Work item:
What is the count of lines in the records that include "suggestions"? Reply with that number alone.

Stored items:

PR #127, opened 2019-08-24
Adjust core track to help ease bottlenecks

kytrinyx:
**TL;DR:**
This PR reorders the core exercises; see the end for the new ordering.
Please read the full thing before replying!

---

I wrote a script that takes some data points into account to move certain core exercises to be optional side exercises, and which reorders the remaining exercises.

This is not meant to be the "be all end all" of perfection :-)
This is an attempt to make some simple changes in the short term. In the longer term, over the next 12 months, the product team will be doing a bunch of work to dig into what makes great Exercism exercises, and how to structure tracks to provide a better experience for both learners and mentors.

**Once this goes live** we will continue to monitor the continuation rate, the median wait time, and a few other stats as well, to help decide whether or not we need to take any other immediate steps. That said, if you see anything weird or worrying once the change is out, please ping us on Slack (or here) so we can discuss a fix posthaste!

**The most helpful thing you can do in reviewing this** is to look at the results and tell me whether anything is obviously terrible or suspiciously weird. I know very little about the R track (or the language, for that matter), so I could easily have missed something.

I'd also appreciate it if you posted this to the mentors as a heads up, and also because mentors tend to have a great gut sense about the core exercises.

### Removal from core:

The following exercises were moved out of the core track:

- sum-of-multiples
- largest-series-product
- pascals-triangle

This is a list of exercises that typically are unappealing to students and not very interesting to mentor. They tend to be math problems or implementations of CS algorithms and the like.

**Worth considering:** Are any of these exercises particularly valuable in the R track? If so, we should keep it. Let me know and I can regenerate the PR.

### Reordering:

The data that I based the reordering on was taken from the production database, and is based on the last 6 months.

I reordered by taking the original order, and then giving "penalty points" for two different things

- low continuation rates (percentage)
- long wait times in the mentor queue (median wait time in minutes)

"Continuation" is when someone completes an exercise, but then does not submit the following exercise. We have other interesting numbers that we may use to adjust things in the future, but this one seemed like our best bet for now for the bottlenecks. I somewhat arbitrarily chose 75% as the cutoff for whether or not to give penalty points, i.e. continuation rate < 75% gets penalized. The only exercise I did not penalize based on this rate was the exercise directly following `hello-world`, since `hello-world` is basically just a taste test, and it is natural to assume that many people will decide that Exercism is not really for them.

<details>
 <summary>Continuation rates</summary>

```
- hello-world (100%)
- two-fer (69%)
- leap (89%)
- hamming (82%)
- raindrops (88%)
- bob (73%)
- anagram (80%)
- sum-of-multiples (100%)
- word-count (77%)
- phone-number (100%)
- rotational-cipher (78%)
- largest-series-product (83%)
- pascals-triangle (100%)
```

</details>

Long wait times in the mentor queue is an indication that mentors don't enjoy mentoring the exercise, or put it off. This could be for a number of reasons, which we have not explicitly identified, but we've observed that sometimes the exercise is simply too difficult in the current position, which means that mentors have to go back and forth a whole bunch with students to get something right, and the discussions can be quite frustrating. Also sometimes the exercise is just not very interesting to mentor. Or if the exercise is too early in the track sometimes people will submit lots of really complicated solutions rather than a small handful of mostly reasonable solutions, also making it harder to mentor.

So this pushes exercises with long wait times further back in the core track. We may decide that we need to remove some exercises from core altogether, if wait times continue to be bad.

<details>
 <summary>Wait times</summary>

```
- hello-world (0 min)
- two-fer (5666 min)
- leap (478 min)
- hamming (5868 min)
- raindrops (2937 min)
- bob (27236 min)
- anagram (8240 min)
- sum-of-multiples (31500 min)
- word-count (7600 min)
- phone-number (3229 min)
- rotational-cipher (11229 min)
- largest-series-product (4260 min)
- pascals-triangle (2591 min)
```
</details>

#### Before
```
- hello-world
- two-fer
- leap
- hamming
- raindrops
- bob
- anagram
- sum-of-multiples
- word-count
- phone-number
- rotational-cipher
- largest-series-product
- pascals-triangle
```

#### After

_Note: the numbers indicate the position in the core track, as defined by the index of the array. Minus means that it moved earlier, plus means that it moved later._
```
- hello-world
- two-fer
- leap
- raindrops (-1)
- hamming (+1)
- phone-number (-3)
- anagram
- word-count
- rotational-cipher (-1)
- bob (+4)
```

### DIFF
--- a/config.json
+++ b/config.json
@@ -38,17 +38,6 @@
       ]
     },
     {
-      "slug": "hamming",
-      "uuid": "dcc7171a-6b7d-4749-a300-a7270a095486",
-      "core": true,
-      "unlocked_by": null,
-      "difficulty": 1,
-      "topics": [
-        "filtering",
-        "strings"
-      ]
-    },
-    {
       "slug": "raindrops",
       "uuid": "955604ef-266f-42c9-abde-ce0fdc2d33ad",
       "core": true,
@@ -60,14 +49,25 @@
       ]
     },
     {
-      "slug": "bob",
-      "uuid": "da01ce65-8c7d-4646-ace4-c067d92f656b",
+      "slug": "hamming",
+      "uuid": "dcc7171a-6b7d-4749-a300-a7270a095486",
+      "core": true,
+      "unlocked_by": null,
+      "difficulty": 1,
+      "topics": [
+        "filtering",
+        "strings"
+      ]
+    },
+    {
+      "slug": "phone-number",
+      "uuid": "e5166378-e3fc-4393-b4f8-4c36da444c56",
       "core": true,
       "unlocked_by": null,
       "difficulty": 2,
       "topics": [
-        "control_flow_conditionals",
-        "strings"
+        "parsing",
+        "transforming"
       ]
     },
     {
@@ -93,23 +93,23 @@
       ]
     },
     {
-      "slug": "phone-number",
-      "uuid": "e5166378-e3fc-4393-b4f8-4c36da444c56",
-      "core": true,
-      "unlocked_by": null,
-      "difficulty": 2,
-      "topics": [
-        "parsing",
-        "transforming"
-      ]
-    },
-    {
       "slug": "rotational-cipher",
       "uuid": "8bde91c5-2fe7-4f8d-91ec-ed05284b9a49",
       "core": true,
       "unlocked_by": null,
       "difficulty": 3,
       "topics": [
+        "strings"
+      ]
+    },
+    {
+      "slug": "bob",
+      "uuid": "da01ce65-8c7d-4646-ace4-c067d92f656b",
+      "core": true,
+      "unlocked_by": null,
+      "difficulty": 2,
+      "topics": [
+        "control_flow_conditionals",
         "strings"
       ]
     },
--- a/config.json
+++ b/config.json
@@ -128,7 +128,7 @@
       "slug": "difference-of-squares",
       "uuid": "6a562684-5938-4ad9-b042-7b44a8cc4561",
       "core": false,
-      "unlocked_by": null,
+      "unlocked_by": "leap",
       "difficulty": 1,
       "topics": [
         "integers",
--- a/config.json
+++ b/config.json
@@ -103,6 +103,17 @@
       ]
     },
     {
+      "slug": "tournament",
+      "uuid": "acf63670-7e56-47c1-9f33-7ec076d5270f",
+      "core": true,
+      "unlocked_by": null,
+      "difficulty": 4,
+      "topics": [
+        "parsing",
+        "text_formatting"
+      ]
+    },
+    {
       "slug": "bob",
       "uuid": "da01ce65-8c7d-4646-ace4-c067d92f656b",
       "core": false,
@@ -278,17 +289,6 @@
       "topics": [
         "control_flow_conditionals",
         "math"
-      ]
-    },
-    {
-      "slug": "tournament",
-      "uuid": "acf63670-7e56-47c1-9f33-7ec076d5270f",
-      "core": true,
-      "unlocked_by": "rotational-cipher",
-      "difficulty": 4,
-      "topics": [
-        "parsing",
-        "text_formatting"
       ]
     },
     {
--- a/config.json
+++ b/config.json
@@ -105,8 +105,8 @@
     {
       "slug": "bob",
       "uuid": "da01ce65-8c7d-4646-ace4-c067d92f656b",
-      "core": true,
-      "unlocked_by": null,
+      "core": false,
+      "unlocked_by": "anagram",
       "difficulty": 2,
       "topics": [
         "control_flow_conditionals",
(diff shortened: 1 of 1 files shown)


katrinleinweber:
I trust you & that analysis, and thus tend to approve. However:

- [ ] want to check the `topic` order

before merging.

kytrinyx:
I ran `configlet fmt .` which I _think_ checks topic order?

Second thing: if you think we should keep the mathy exercises in this track, I trust your judgement on that. The "let's not have math exercises" is more of a general thing, and if R is mathy folks, mainly, then it might not be a problem here.

config.json
```diff
@@ -215,7 +215,7 @@
       "slug": "prime-factors",
       "uuid": "ee849e23-d709-4e4a-ab89-07a87e13e4fb",
       "core": false,
-      "unlocked_by": "sum-of-multiples",
+      "unlocked_by": null,
```
katrinleinweber: This might be a bit of an issue. We anchored 5 optional exercises to `sum-of-multiples`. Those become free-floating with this change, plus some others.

katrinleinweber:
### After

Screen Shot 2019-08-25 at 21 06 37

This many free-floating ones has me worried. I'll add some suggestions to re-anchor as many exercises as possible.

### Before

Screen Shot 2019-08-25 at 21 15 17

katrinleinweber:
OK, this optional-izes most of the math exercises early, after `leap`.

Screen Shot 2019-08-25 at 21 56 36

jonmcalder:
Thanks for this @kytrinyx, and thanks @katrinleinweber for reviewing and suggesting some re-configuration of the track to eliminate the many floating exercises that would result from removing the mathy / algorithmic exercises from the core track.

I love the data-driven approach here, though I'm a little skeptical whether we've really got enough critical mass (both in terms of mentors & students) for these waiting times and continuation rates to be reliable indicators.

That being said, the thinking seems reasonable. The only thing that feels a bit wrong to me is moving `bob` right to the end of the core track. Obviously the R track is still rather under-developed, but even so, the core exercises should at least progress in difficulty and `bob` is far from the hardest of the core exercises here so far.

I think it should surface a bit earlier on but be removed from the core track given that it seems to be a slight bottleneck. I'd suggest that it instead be unlocked by `anagram`. `beer-song` should move with it or maybe be unlocked by the following core exercise (`word-count`) if we want to spread things out a little more.

In the process of re-thinking the relative difficulty of some of these exercises and looking at e.g. the python and go tracks, I realized that `tournament` in particular is a tougher exercise which should be moved much later, and it's a core exercise in both of those tracks too so I think it could become our final core exercise for now.

That's my two cents.

kytrinyx:
> eliminate the many floating exercises that would result from removing the mathy / algorithmic exercises from the core track.

Oooh, yes, I forgot to mention that in the PR description. I couldn't make any good automated guesses about the free-floating ones, so you did exactly what I was hoping, making reasoned decisions based on your knowledge of the track 💙 Thank you for that!

> I'm a little skeptical whether we've really got enough critical mass (both in terms of mentors & students) for these waiting times and continuation rates to be reliable indicators.

Yeah, that's a good point. There are tracks that I'm explicitly not doing data-driven stuff with, because the level of activity is just too low. I *think* that we have enough activity here to give an indicator, but that is worth double-checking. @iHiD -- would you take a look at the raw numbers for the R track since Jan 1st to see what the order fo magnitude is?

> The only thing that feels a bit wrong to me is moving bob right to the end of the core track.

Bob is not difficult, but it has a lot more complexity than I originally realized, which has led it to be moved back in every track I've looked at the data for, so far.

> I think it should surface a bit earlier on but be removed from the core track given that it seems to be a slight bottleneck.

I like this suggestion! I was about to suggest putting it right after `anagram`, but this is even better.

>  I realized that tournament in particular is a tougher exercise which should be moved much later

Yeah, that would make sense! Do you have any other side exercises that you think would make sense to move into the core track at this point?

jonmcalder:
Thanks for the follow-up and feedback @kytrinyx!

> Yeah, that would make sense! Do you have any other side exercises that you think would make sense to move into the core track at this point?

Based on some of the other tracks, I was thinking that `isogram`, `scrabble-score`, and `luhn` are possible candidates for the core track here, but I feel a little out of touch at the moment - did the exercises so long ago and haven't been mentoring that much lately.

katrinleinweber:
Yeah, same here. @jonmcalder: Can you please try to implement the `config.json` changes discussed above? I'm having a confusing problem with the visualizer which blocks me from checking the changes when I implement them.

iHiD:
We have a cohort of 146 students, so it's a small dataset. But the patterns (e.g. bob) are consistent across all tracks. (Bob is the worst exercise in basically every track, due to its complexity and large solution-space, and therefore its pain to mentor).

I'd personally trust the continuation rates, but less so the wait-times.

jonmcalder:
Thanks @iHiD for the follow-up. That makes sense.

@katrinleinweber I've updated the config per earlier discussion (bob to side-track and unlocked by anagram, and tournament moved to core towards the end of the track).

Any further suggestions or should we leave it like this for now?

image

Reply:
2